==== RECORDS FOR THIS EXERCISE

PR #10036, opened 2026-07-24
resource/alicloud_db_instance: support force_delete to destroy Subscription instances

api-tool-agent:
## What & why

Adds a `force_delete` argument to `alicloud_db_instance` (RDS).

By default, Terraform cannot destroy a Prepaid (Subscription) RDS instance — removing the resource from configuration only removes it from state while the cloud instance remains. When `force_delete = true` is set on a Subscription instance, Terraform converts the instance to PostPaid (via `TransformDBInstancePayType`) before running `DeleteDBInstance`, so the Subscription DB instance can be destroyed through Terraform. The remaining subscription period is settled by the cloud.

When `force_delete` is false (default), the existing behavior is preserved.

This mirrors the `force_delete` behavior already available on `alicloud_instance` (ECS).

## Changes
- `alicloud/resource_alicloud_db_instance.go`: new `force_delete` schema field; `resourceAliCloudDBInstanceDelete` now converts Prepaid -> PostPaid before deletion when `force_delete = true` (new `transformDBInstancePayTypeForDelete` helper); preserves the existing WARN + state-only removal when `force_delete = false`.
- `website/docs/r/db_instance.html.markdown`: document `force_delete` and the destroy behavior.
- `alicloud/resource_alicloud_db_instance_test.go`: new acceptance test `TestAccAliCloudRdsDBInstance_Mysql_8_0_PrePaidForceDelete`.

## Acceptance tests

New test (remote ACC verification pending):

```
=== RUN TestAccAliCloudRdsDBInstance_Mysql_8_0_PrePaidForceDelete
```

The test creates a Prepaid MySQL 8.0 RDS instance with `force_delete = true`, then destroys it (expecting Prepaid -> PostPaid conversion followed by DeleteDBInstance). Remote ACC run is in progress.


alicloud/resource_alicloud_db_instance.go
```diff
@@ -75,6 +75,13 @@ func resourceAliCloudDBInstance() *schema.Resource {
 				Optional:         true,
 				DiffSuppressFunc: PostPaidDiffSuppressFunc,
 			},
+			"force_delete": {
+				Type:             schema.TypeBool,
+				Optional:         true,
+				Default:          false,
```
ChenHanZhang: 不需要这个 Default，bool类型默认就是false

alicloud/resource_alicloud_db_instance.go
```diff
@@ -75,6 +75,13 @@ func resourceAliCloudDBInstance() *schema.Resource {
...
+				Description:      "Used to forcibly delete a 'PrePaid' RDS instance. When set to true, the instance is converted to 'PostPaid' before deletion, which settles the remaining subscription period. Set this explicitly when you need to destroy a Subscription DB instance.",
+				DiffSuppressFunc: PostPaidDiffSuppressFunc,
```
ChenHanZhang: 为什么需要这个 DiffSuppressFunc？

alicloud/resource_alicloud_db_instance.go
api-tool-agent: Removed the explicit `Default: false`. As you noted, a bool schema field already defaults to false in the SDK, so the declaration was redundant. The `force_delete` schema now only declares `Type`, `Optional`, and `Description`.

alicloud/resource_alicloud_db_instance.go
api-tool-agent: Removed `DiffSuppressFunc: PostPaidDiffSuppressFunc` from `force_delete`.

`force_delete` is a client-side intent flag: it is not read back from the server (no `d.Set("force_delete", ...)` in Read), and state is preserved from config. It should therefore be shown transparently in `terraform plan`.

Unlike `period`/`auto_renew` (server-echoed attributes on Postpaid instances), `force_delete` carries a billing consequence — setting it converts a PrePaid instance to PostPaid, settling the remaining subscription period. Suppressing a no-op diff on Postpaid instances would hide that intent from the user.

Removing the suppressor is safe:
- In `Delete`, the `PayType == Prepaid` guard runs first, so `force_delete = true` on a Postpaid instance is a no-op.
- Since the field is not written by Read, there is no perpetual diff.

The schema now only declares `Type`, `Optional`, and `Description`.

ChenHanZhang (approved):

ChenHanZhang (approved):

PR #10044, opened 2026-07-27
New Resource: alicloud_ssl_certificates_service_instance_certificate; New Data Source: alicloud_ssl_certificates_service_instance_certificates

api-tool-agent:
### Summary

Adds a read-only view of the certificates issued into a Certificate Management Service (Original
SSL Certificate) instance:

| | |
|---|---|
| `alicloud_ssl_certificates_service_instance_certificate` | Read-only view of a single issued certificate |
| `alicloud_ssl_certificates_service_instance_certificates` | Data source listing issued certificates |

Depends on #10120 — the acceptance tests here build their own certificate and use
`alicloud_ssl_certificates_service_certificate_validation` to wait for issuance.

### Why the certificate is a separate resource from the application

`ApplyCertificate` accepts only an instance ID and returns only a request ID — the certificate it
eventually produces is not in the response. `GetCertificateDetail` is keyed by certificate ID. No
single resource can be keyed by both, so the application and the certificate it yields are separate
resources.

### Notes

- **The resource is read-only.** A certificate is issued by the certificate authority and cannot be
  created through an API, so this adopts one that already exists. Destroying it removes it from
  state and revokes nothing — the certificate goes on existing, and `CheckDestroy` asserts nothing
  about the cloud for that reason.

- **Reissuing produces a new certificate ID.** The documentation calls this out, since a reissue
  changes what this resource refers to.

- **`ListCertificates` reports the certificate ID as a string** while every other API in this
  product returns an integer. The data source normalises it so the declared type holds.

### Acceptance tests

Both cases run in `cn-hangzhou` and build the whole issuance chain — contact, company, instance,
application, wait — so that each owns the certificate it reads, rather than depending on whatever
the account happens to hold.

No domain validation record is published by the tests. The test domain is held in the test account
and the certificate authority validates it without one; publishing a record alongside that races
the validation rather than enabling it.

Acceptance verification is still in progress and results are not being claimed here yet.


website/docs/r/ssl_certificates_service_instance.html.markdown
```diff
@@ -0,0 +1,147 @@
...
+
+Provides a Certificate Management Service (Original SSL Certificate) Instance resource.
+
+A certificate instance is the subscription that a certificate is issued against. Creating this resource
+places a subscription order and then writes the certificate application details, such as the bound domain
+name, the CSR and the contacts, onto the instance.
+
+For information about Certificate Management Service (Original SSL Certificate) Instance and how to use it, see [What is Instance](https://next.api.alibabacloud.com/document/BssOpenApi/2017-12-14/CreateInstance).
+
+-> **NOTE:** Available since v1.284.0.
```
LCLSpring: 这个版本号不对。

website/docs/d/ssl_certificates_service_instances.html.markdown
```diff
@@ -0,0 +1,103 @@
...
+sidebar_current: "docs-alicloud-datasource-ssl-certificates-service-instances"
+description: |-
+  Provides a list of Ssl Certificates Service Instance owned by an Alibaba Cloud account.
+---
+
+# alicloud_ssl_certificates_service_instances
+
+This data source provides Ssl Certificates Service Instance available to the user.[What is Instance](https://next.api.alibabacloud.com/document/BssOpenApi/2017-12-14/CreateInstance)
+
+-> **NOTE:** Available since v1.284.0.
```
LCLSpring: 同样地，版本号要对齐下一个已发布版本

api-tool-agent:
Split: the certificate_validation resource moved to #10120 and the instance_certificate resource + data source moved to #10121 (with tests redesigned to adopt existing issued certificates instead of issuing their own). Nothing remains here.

========
==== RECORDS FOR THIS EXERCISE

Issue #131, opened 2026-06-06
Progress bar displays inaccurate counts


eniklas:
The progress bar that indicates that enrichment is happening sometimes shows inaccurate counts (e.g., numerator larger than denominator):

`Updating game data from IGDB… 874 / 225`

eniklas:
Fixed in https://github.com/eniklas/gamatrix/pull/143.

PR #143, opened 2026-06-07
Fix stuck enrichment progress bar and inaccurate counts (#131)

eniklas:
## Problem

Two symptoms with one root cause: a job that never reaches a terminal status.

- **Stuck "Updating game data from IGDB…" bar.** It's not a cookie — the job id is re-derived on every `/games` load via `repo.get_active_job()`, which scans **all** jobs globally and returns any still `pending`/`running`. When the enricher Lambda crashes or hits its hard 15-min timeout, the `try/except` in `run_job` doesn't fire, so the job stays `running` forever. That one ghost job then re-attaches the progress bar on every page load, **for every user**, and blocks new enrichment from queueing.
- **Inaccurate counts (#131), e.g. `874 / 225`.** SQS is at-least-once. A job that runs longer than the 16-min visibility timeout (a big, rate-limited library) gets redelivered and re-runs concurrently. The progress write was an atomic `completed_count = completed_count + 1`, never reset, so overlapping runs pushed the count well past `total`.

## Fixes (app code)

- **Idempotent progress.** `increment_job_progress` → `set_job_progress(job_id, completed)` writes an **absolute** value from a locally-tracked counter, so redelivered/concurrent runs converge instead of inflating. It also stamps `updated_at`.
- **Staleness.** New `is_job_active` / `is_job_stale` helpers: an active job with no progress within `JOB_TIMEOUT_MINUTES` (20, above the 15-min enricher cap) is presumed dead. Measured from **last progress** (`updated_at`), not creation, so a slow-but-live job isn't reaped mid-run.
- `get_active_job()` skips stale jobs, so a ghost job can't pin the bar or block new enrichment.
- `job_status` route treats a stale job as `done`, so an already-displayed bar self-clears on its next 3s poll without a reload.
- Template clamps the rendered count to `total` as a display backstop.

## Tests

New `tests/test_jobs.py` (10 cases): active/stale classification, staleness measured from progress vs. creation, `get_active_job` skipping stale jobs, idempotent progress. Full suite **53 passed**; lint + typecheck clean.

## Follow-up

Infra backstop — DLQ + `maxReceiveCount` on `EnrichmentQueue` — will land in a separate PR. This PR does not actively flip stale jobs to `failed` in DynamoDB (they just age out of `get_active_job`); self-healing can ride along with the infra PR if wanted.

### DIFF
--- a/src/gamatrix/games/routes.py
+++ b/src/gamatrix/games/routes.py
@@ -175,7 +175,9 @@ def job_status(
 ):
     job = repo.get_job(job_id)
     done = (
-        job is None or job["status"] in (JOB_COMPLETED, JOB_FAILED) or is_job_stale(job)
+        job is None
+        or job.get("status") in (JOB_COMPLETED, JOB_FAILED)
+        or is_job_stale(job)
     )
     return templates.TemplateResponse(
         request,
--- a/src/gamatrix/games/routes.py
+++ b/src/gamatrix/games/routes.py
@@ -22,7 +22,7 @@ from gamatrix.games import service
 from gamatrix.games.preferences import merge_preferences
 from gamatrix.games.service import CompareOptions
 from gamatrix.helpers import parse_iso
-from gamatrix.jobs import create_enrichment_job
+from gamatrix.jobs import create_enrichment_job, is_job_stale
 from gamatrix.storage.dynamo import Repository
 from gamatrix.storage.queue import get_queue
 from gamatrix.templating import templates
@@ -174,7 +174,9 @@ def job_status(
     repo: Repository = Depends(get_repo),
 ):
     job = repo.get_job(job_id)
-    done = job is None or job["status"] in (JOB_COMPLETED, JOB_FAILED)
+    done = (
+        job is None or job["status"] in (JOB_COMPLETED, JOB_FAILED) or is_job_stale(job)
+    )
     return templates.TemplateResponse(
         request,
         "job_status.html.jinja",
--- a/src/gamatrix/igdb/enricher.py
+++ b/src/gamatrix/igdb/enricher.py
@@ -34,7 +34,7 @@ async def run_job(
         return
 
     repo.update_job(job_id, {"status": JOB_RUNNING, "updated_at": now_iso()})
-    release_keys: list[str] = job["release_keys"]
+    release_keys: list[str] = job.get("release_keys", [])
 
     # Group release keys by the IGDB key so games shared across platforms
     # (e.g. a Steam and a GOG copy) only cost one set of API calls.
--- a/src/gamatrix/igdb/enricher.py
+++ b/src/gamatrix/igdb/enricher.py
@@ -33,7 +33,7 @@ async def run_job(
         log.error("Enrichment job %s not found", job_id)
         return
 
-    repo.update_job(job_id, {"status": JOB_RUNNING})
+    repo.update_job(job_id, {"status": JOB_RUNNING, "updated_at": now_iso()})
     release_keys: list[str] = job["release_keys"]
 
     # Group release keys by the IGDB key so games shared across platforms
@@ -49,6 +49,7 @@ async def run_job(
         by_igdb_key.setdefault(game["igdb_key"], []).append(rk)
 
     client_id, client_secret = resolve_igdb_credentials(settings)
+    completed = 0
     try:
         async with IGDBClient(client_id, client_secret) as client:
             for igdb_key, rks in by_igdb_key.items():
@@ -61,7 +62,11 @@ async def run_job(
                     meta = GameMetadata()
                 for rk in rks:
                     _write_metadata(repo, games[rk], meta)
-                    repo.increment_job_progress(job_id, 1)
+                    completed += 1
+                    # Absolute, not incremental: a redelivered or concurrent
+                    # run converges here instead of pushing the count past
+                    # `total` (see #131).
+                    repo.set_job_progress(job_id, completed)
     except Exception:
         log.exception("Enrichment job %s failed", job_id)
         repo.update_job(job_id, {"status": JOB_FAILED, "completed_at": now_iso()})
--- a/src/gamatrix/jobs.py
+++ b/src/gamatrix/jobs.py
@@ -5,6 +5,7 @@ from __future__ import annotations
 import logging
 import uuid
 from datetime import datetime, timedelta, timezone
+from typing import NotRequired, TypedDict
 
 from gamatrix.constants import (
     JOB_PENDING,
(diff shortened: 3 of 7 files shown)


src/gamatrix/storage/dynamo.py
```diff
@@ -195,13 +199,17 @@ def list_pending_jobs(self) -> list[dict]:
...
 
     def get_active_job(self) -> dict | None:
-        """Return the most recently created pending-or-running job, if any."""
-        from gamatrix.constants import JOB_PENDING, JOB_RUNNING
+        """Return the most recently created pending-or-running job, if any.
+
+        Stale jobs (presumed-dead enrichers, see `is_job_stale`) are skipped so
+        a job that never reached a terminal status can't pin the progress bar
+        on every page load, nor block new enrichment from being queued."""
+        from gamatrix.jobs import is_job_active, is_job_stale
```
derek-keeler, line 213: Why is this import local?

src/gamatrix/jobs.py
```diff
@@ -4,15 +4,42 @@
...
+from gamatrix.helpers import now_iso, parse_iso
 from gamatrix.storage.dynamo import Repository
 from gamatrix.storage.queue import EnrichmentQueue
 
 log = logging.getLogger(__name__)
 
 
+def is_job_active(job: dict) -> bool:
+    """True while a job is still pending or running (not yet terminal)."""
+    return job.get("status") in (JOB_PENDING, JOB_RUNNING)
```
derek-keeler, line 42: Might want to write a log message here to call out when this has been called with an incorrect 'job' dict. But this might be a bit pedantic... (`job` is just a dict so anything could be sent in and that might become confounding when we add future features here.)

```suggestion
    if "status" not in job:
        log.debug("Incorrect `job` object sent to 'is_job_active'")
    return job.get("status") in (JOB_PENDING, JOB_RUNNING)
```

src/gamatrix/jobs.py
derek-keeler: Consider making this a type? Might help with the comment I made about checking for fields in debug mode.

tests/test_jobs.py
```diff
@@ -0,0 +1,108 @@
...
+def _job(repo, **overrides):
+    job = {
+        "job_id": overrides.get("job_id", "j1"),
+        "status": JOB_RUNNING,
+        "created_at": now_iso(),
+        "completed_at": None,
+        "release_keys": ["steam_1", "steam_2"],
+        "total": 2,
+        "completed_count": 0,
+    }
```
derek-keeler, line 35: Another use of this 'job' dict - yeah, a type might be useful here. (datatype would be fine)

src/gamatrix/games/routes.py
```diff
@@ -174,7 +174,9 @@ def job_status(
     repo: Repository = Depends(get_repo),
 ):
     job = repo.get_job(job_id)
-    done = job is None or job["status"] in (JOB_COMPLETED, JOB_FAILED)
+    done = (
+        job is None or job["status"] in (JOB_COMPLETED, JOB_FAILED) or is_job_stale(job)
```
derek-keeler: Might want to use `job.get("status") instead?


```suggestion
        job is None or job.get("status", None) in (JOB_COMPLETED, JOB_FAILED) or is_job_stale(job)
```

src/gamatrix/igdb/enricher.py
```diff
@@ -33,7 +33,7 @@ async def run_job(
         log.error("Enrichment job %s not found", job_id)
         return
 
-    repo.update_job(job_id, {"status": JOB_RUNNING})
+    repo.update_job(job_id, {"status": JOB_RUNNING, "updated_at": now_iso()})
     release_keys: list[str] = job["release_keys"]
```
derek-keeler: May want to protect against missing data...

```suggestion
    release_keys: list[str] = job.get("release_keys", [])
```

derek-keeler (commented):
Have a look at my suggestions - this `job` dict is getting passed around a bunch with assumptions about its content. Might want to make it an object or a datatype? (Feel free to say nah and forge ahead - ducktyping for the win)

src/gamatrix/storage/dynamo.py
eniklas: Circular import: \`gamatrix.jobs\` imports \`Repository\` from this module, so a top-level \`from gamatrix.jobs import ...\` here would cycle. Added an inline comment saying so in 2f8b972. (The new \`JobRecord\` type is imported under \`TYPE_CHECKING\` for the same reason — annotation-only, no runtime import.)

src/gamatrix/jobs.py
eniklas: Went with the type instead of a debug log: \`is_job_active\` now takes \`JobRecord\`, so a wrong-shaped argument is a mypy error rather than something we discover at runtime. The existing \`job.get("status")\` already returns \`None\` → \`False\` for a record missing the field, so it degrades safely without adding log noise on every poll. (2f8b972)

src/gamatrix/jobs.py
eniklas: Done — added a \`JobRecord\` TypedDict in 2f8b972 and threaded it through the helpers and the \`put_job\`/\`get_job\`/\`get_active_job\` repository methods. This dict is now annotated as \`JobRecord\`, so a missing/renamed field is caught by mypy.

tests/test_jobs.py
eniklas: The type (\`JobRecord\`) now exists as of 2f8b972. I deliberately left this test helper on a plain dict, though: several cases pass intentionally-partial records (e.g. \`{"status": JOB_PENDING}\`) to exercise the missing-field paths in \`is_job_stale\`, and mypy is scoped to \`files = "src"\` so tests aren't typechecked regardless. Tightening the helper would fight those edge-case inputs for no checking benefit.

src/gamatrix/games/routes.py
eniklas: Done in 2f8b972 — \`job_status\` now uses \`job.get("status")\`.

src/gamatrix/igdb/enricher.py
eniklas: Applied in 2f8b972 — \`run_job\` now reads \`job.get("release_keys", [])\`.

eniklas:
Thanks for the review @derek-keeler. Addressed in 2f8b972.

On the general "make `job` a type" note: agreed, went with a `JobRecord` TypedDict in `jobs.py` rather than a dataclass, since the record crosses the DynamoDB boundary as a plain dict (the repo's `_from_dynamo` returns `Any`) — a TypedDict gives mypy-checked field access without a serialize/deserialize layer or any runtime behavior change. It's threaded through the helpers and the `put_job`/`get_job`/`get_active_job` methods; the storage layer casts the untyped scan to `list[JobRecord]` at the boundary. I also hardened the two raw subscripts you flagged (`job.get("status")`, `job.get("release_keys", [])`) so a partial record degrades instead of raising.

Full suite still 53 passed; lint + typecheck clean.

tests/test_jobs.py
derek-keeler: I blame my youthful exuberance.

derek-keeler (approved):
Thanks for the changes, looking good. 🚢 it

========

WHAT IS REQUIRED:
The string "recently" shows up in some lines of the listing. Copy each such line.

ANSWER BOX:
-        """Return the most recently created pending-or-running job, if any."""
+        """Return the most recently created pending-or-running job, if any.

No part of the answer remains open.